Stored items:
Segment Open

PR #3433, opened 2018-10-12
Move enqueue_new_task & friends to separate module

jiivan:


golem/client.py
```diff
@@ -229,16 +213,24 @@ def __init__(  # noqa pylint: disable=too-many-arguments
...
+    @property
+    def task_manager(self):
+        return self.task_server.task_manager
+
     def set_rpc_publisher(self, rpc_publisher):
         self.rpc_publisher = rpc_publisher
 
     def get_wamp_rpc_mapping(self):
+        from apps.rendering.task import framerenderingtask
+        from golem.task import rpc as task_rpc
```
etam, line 225: why import here?

golem/interface/command.py
```diff
@@ -75,9 +75,17 @@ def command(name=None, root=False, **kwargs):
     def wrapper(func):
         parent = kwargs.get('parent', None)
 
+        nonlocal name
```
etam: `name` is not used outside `wrapper` scope

golem/task/rpc.py
```diff
@@ -0,0 +1,532 @@
...
+            return result
+        return curry
+    return wrapped
+
+
+class CreateTaskError(Exception):
+    pass
+
+
+def _validate_task_dict(client, task_dict) -> None:
```
etam, line 52: I suggest decoupling `_validate_task_dict` from `client`. In this case it would be enough to pass a `concent_enabled: bool` argument.

golem/interface/client/tasks.py
```diff
@@ -2,19 +2,23 @@
...
 import json
+import typing
 from typing import Any, Optional, Tuple
 
 from apps.core.task.coretaskstate import TaskDefinition
 from golem.core.deferred import sync_wait
 from golem.interface.command import doc, group, command, Argument, CommandResult
 
+if typing.TYPE_CHECKING:
+    from golem.rpc.session import ClientProxy
```
etam: don't you need `# noqa pylint:disable=unused-import` here?

golem/client.py
jiivan: It's the only place it's used. IMO those imports shouldn't pollute module's namespace.

golem/interface/client/tasks.py
jiivan: lintdiff didn't complain, but I added ignore anyway.

golem/client.py
etam: https://www.python.org/dev/peps/pep-0008/#imports
https://wiki.python.org/moin/PythonSpeed/PerformanceTips#Import_Statement_Overhead

I think your argument is invalid.

golem/interface/client/tasks.py
```diff
@@ -110,7 +114,7 @@ def subtasks(self, id, sort):
 
     @command(argument=id_req, help="Restart a task")
     def restart(self, id):
-        deferred = Tasks.client.restart_task(id)
+        deferred = Tasks.client._call('comp.task.restart', id)  # noqa pylint: disable=protected-access
```
etam, line 117: maybe `_call` shouldn't be private anymore?

tests/golem/task/test_rpc.py
```diff
@@ -0,0 +1,394 @@
...
+mock_task = mock.MagicMock()
+mock_task.header.task_id = 'task_id'
+
+
+@mock.patch('signal.signal')
+@mock.patch('golem.network.p2p.node.Node.collect_network_info')
+@mock.patch('golem.task.rpc.enqueue_new_task')
+@mock.patch(
+    'golem.task.taskmanager.TaskManager.create_task',
+    return_value=mock_task,
```
etam: Doesn't that causes `mock_task` object to be reused in all tests? Is it possible that one test changes the object and another test sees those changes? (I'm not sure that's the case, but I have a feeling, that it might be. Just asking)

golem/client.py
jiivan: I believe those quote validate my argument:
> It's often useful to place them inside functions to restrict their visibility [...]
> Note that putting an import in a function can speed up the initial loading of the module [...]

This method is called only once in `golem.Node`.
https://github.com/golemfactory/golem/blob/a62ee28a12b8abb642dbed9b6abfd0334e991ae3/golem/node.py#L416-L438

etam: :+1:

golem/interface/client/tasks.py
jiivan: IMHO whole idea of using *ClientProxy* should be refactored out in favour of using wamp uris. But for now `_call` has to start with underscore because otherwise it can collide with proxied methods:
https://github.com/golemfactory/golem/blob/a62ee28a12b8abb642dbed9b6abfd0334e991ae3/golem/rpc/session.py#L243-L245

tests/golem/task/test_rpc.py
jiivan: Looks like it will be fine:

> Patch can be used as a TestCase class decorator. It works by decorating each test method in the class. This reduces the boilerplate code when your test methods share a common patchings set. patch() finds tests by looking for method names that start with patch.TEST_PREFIX. By default this is 'test', which matches the way unittest finds tests. You can specify an alternative prefix by setting patch.TEST_PREFIX.

source: https://docs.python.org/3/library/unittest.mock.html#unittest.mock.patch

golem/interface/client/tasks.py
etam: :+1:

tests/golem/task/test_rpc.py
etam: This quote is not relevant. And I checked that this **is** the case.

golem/interface/command.py
```diff
@@ -73,14 +73,21 @@ def command(name=None, root=False, **kwargs):
     """
 
     def wrapper(func):
-        parent = kwargs.get('parent', None)
+        parent_cmd = kwargs.get('parent', None)
 
+        if name is None:
+            if hasattr(func, '__func__'):
+                given_name = func.__func__.__name__
```
Wiezzel, line 80: What is the reason for this? To make classmethods work with `@command`?

golem/task/rpc.py
```diff
@@ -0,0 +1,532 @@
...
+    client.task_manager.start_task(task.header.task_id)
+
+
+@defer.inlineCallbacks
+def enqueue_new_task(client, task) \
+            -> typing.Generator[defer.Deferred, typing.Any, taskbase.Task]:
+    """
+    :return: (deferred, task_id) - deferred returns Task object when it's
+    successfully created.
+    """
```
Wiezzel: This docstring seems outdated.

tests/golem/task/test_rpc.py
jiivan: Good catch, thanks @etam !

Wiezzel (approved):

golem/interface/command.py
jiivan: Yep. It'll also work with bound-method and whatever python proxy object you'll feed it.

golem/task/rpc.py
jiivan: True it just duplicates typing annotation.

etam (approved):
ok

PR #3434, opened 2018-10-12
Remove broken check from react to sra

Krigpl:


golem/task/tasksession.py
```diff
@@ -996,19 +985,24 @@ def check_provider_for_subtask(self, subtask_id) -> bool:
...
+            return None
         if node_id != self.key_id:
             logger.warning('Received message about task %r from diferrent '
                            'node %r than expected %r. %s', task_id,
                            self.key_id, node_id, additional_msg)
             return False
         return True
 
-    def check_requestor_for_subtask(self, subtask_id) -> bool:
+    def check_requestor_for_subtask(self, subtask_id) -> Optional[bool]:
```
jiivan, line 1001: Would be nice to rewrite this to raise exceptions instead of this quirky triple return, but prolly outside of this PR.

jiivan (approved):
Sadly approved

golem/task/tasksession.py
etam: In my opinion, exceptions should be raised in unexpected situations. This is totally expected. An enum would be better.

etam (approved):
:hankey:

PR #3437, opened 2018-10-12
Sign all messages before adding to DB

### LINKED ISSUE #3435: Check why TaskToCompute embedded in SubtaskResultsAccepted has no signature
After it's fixed, add check (`.verify_owners()`) to `TaskSession.react_to_subtaskResults_accepted()`

jiivan:
fixes: #3435


golem/task/tasksession.py
```diff
@@ -215,6 +218,7 @@ def verification_finished():
             task_to_compute = get_task_message(
                 'TaskToCompute', task_id, subtask_id)
 
+            # FIXME Remove in 0.20
```
shadeofblue, line 235: @jiivan do we mean that it will be checked during deserialization?

golem/task/tasksession.py
```diff
@@ -322,13 +326,18 @@ def send_report_computed_task(
             options=client_options.__dict__,
         )
 
+        self.send(report_computed_task)
+        if report_computed_task.sig is None:
```
shadeofblue: it would probably make sense to pull that copy + sign operation to a separate function method since it seems it can be used more than in just one place

shadeofblue (approved):
mckayla okayish

golem/task/tasksession.py
jiivan: I mean that, by then all messages in history will be signed (enforced by a check in `history.py`)

PR #3443, opened 2018-10-15
Use decorator for post initialization checks in TransactionSystem

### LINKED ISSUE #3190: Use decorator for post initialization checks in TransactionSystem
Use a decorator instead of multiple copy pastes like this:
https://github.com/golemfactory/golem/blob/b1a0e640c3b5b062d48ea360bd40aa2542650f1f/golem/ethereum/transactionsystem.py#L183-L184

Decorator could look like this:
```python
def sci_required/start_required():
    def _wrapper(f):
        @functools.wraps(f)
        def _curry(self, *args, **kwargs):
            if not self._sci:
            return f(self, *args, **kwargs)
        return _curry
    return _wrapper
```

jiivan:
fixes: #3190

### DIFF
--- a/golem/ethereum/transactionsystem.py
+++ b/golem/ethereum/transactionsystem.py
@@ -1,4 +1,5 @@
 import calendar
+import functools
 import json
 import logging
 import os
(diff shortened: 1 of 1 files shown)


Krigpl (approved):
obama_approves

Segment Closed

• _THE PROBLEM_
Copy exactly. The range runs from the line containing "PR #3443, opened 2018-10-15" through the last line of the data.

• _OUTPUT OF THE TASK_
PR #3443, opened 2018-10-15
Use decorator for post initialization checks in TransactionSystem

### LINKED ISSUE #3190: Use decorator for post initialization checks in TransactionSystem
Use a decorator instead of multiple copy pastes like this:
https://github.com/golemfactory/golem/blob/b1a0e640c3b5b062d48ea360bd40aa2542650f1f/golem/ethereum/transactionsystem.py#L183-L184

Decorator could look like this:
```python
def sci_required/start_required():
    def _wrapper(f):
        @functools.wraps(f)
        def _curry(self, *args, **kwargs):
            if not self._sci:
            return f(self, *args, **kwargs)
        return _curry
    return _wrapper
```

jiivan:
fixes: #3190

### DIFF
--- a/golem/ethereum/transactionsystem.py
+++ b/golem/ethereum/transactionsystem.py
@@ -1,4 +1,5 @@
 import calendar
+import functools
 import json
 import logging
 import os
(diff shortened: 1 of 1 files shown)


Krigpl (approved):
obama_approves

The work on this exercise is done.